If you supply wine on credit it is essential to have “Retention of Title” and “No Set-off” clauses in your supply contracts. In a recent Court of Appeal case*, however, a supplier who had both clauses – and therefore probably considered itself well-protected – found that the interaction of the clauses had unfortunate consequences.
The Caterpillar case
The issue, commercially, was whether a supplier (S) was entitled to immediate judgment on its claim for over US $12m, the price of goods supplied to its distributor (D), or had to wait until trial of D’s counterclaim for breach of the distribution agreement, which was for over US $53m. It would obviously make a huge difference to the dynamics of the situation, and to each side’s tactics, if D could be forced to stump up the $12m immediately.

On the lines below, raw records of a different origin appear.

PR #51, opened 2022-09-02
Remove session from nav for auth

devceline:
# Changes

- Removed sessions from nav as the concept doesn't exist in auth

### DIFF
--- a/dapps/react-dapp-auth/pages/index.tsx
+++ b/dapps/react-dapp-auth/pages/index.tsx
@@ -13,7 +13,7 @@ import AuthClient from "@walletconnect/auth-client";
 import type { NextPage } from "next";
 import Link from "next/link";
 import Qrcode from "qrcode";
-import { useCallback, useEffect, useRef, useState } from "react";
+import { Fragment, useCallback, useEffect, useRef, useState } from "react";
 
 const Home: NextPage = () => {
   const [client, setClient] = useState<AuthClient | null>();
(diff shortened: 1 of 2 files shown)


dapps/react-dapp-auth/pages/index.tsx
```diff
@@ -91,18 +91,26 @@ const Home: NextPage = () => {
...
-                  ref={canvasRef}
-                />
+                    }}
+                    ref={canvasRef}
+                  />
+                  <Text
+                    color="gray.400"
+                    style={{ fontStyle: "italic", fontSize: "0.75em" }}
+                  >
+                    (You can copy the URI by clicking the QR code above)
```
bkrem, line 111: Nice 👍

bkrem:
Ah the central CTA is of course off centre now because we have even amounts of nav items instead of odd now.

I think probably best to to just leave a spacer element there or give the chains list icon double spacing until we have some useful replacement 👍

709126F0-0615-4944-AA4A-77A4B97E6F7E

devceline:
> Ah the central CTA is of course off centre now because we have even amounts of nav items instead of odd now.
> 
> I think probably best to to just leave a spacer element there or give the chains list icon double spacing until we have some useful replacement +1
> 
> 709126F0-0615-4944-AA4A-77A4B97E6F7E

I

> Ah the central CTA is of course off centre now because we have even amounts of nav items instead of odd now.
> 
> I think probably best to to just leave a spacer element there or give the chains list icon double spacing until we have some useful replacement +1
> 
> 709126F0-0615-4944-AA4A-77A4B97E6F7E

Looks weird with a spacer or giving the chains 2 spaces and centering that
image

bkrem:
> Looks weird with a spacer or giving the chains 2 spaces and centering that

Also true. @IljaDaderko any quick solutions you're aware of? Not worth bikeshedding any more on this detail in my opinion though so let's just go for it for now if not 👍

bkrem (approved):

IljaDaderko:
> > Looks weird with a spacer or giving the chains 2 spaces and centering that
> 
> Also true. @IljaDaderko any quick solutions you're aware of? Not worth bikeshedding any more on this detail in my opinion though so let's just go for it for now if not 👍

Mmm, I guess we can move WC button to the right and rest of the menu to the left, so it doesn't require even amount of items on each side. Kinda like in google's material design with that "fab" button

The CA ruled in favour of D. The contract contained a valid “No Set-off clause”. The way it was worded meant it prevented any set-off against a claim for the price of goods supplied. But there was also an ROT clause, and the way that was worded meant that S was not legally entitled to claim the price. Since all the goods in question had been re-sold by D, quite lawfully, the ROT clause wording meant that S could only claim the proceeds of sale. That was not what S had claimed, so it could not have judgment. The whole case would have to go to trial.
As the CA observed, ROT clauses can have disadvantages as well as benefits. And a “No Set-off” clause can be too narrowly worded.
Suppliers do need to have both types of clause in their contracts – they really can provide essential protections – but the clauses (a) have to be worded correctly, and (b) have to work together correctly. In this case, the idea was right, but the drafting was wrong. It’s as risky to have badly worded clauses as it is not to have them at all.
*Caterpillar v John Holt and Co (CA October 2013). The CA gave permission to appeal to the UK Supreme Court, but the case may not make it that far.